- Teaser poster
- Directed by: Mervin Malonzo
- Written by: Mervin Malonzo Julius Villanueva
- Based on: Ella Arcangel by Julius Villanueva
- Produced by: Manny Angeles Avid Liongoren
- Production companies: GMA Pictures Twenty Manila Haliya Publishing Rocketsheep Studio
- Distributed by: GMA Pictures
- Release date: 2026;
- Country: Philippines
- Language: Filipino;

= Ella Arcangel: Ballad of Tooth and Claw =

Upcoming Philippine animated film

Ella Arcangel: Awit ng Pangil at Kuko, also known as Ella Arcangel: Ballad of Tooth and Claw in English, is an upcoming Philippine adult animated urban fantasy supernatural horror film based on the 2017 komik Ella Arcangel by Julius Villanueva. The film revolves a young mambabarang named Ella, who has a supernatural abilities with dark magic to fight both humans and mythical monsters in the city to protect her community.

The film is directed by Mervin Malonzo in his directorial debut, co-written with Villanueva, with Manny Angeles and Avid Liongoren served as producers under Rocketsheep Studio. Alongside the docudrama 58th, it is one of the first animated features co-produced and distributed by GMA Pictures, slated to release theatrically on an unspecified date of 2026.

== Premise ==

Ella Arcangel, a 12 year old girl from the slums of Manila, succeeds her grandmother in battling supernatural entities that trouble the community. As Ella grapples with her new role, a monster surfaces and becomes the likely culprit to the death of the family of her playmate. Meanwhile, the government’s drug war presses on – making Ella question who she’s really up against and who the real monsters are.
— QCinema International Film Festival

== Cast ==

- Bianca Umali as Ella Arcangel

== Production ==
===Development===
Awit ng Pangil at Kuko was announced as a next project after the May 2020 short film Ella Arcangel: Oyayi Sa Dilim. It was a collaboration between Ella author Julius Villanueva and Tabi Po creator Mervin Malonzo. In August 2020, Oyayi Sa Dilim was described as the "first episode" of an animated series with works on the "second episode" already ongoing.

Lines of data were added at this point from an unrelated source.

PR #3131, opened 2023-07-29
Run CI dependent on p-item#106

frej4189:


frej4189:
Would recommend rerunning CI again here before merging https://github.com/PrismarineJS/prismarine-item/pull/105 due to changes

rom1504:
Merged now

PR #3132, opened 2023-07-30
Extended useChests.js tests

kaduvert:
Added randomized testing.
for now only for normal mouseClicks, but extending the tests to other click modes is very easy


kaduvert:
depends on https://github.com/PrismarineJS/mineflayer/pull/3133

kaduvert:
doesn't depend on #3133 anymore but uses less efficient click now

PR #3133, opened 2023-07-30
Allow more click modes

kaduvert:


kaduvert:
this may be incomplete because i don't know how the information sent in the packets differs between versions
in 1.8 it sends null item with mode 2 or 4

lib/plugins/inventory.js
```diff
@@ -528,7 +527,7 @@ function inject (bot, { hideErrors }) {
         mouseButton,
         action: actionId,
         mode,
-        item: Item.toNotch(click.item)
```
rom1504, line 531: Could you add a comment explaining this line ?

kaduvert: in 1.8 it sends null as item with mode 2 or 4
i assumed this is up to 1.16.5 but that may not be correct, haven't tested

rom1504: Ok can you add a comment for this ?

kaduvert: yes, did it

at first i thought you meant that i should explain it to you, my bad

rom1504:
would be good to add tests but lgtm

PR #3134, opened 2023-07-30
Import changedSlots computation from prismarine-windows

kaduvert:
moves the slot-comparing calculation of changedSlots here because it's of no use in prismarine-windows
the clicks can still return changedSlots directly to save computation. some of them do

depends on https://github.com/PrismarineJS/prismarine-windows/pull/102 for ci

### DIFF
--- a/lib/plugins/inventory.js
+++ b/lib/plugins/inventory.js
@@ -479,6 +479,23 @@ function inject (bot, { hideErrors }) {
     }
   }
 
+  function getChangedSlots (oldSlots, newSlots) {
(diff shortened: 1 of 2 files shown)


rom1504:
CI fails

kaduvert:
> CI fails

yes, because
> depends on https://github.com/PrismarineJS/prismarine-windows/pull/102 for ci

kaduvert:
added the primsarine-windows pr as dependency and fixed some minor bugs.
ci passes @rom1504

rom1504:
ok thanks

In September 2021, it was announced that the potential second episode shifted to a full feature film based on Ella Arcangel Tomo 2: Awit ng Pangil at Kuko due to the longer length from the komik, which was in the works after the duo revealed they received a grant from the Film Development Council of the Philippines was secured. The premise of Ella Arcangel: Oyayi Sa Dilim served as the basis for the feature film, expanded from the first volume of the komik.

The animated feature film was unveiled as a part of QCinema Project Market Selections in 2023.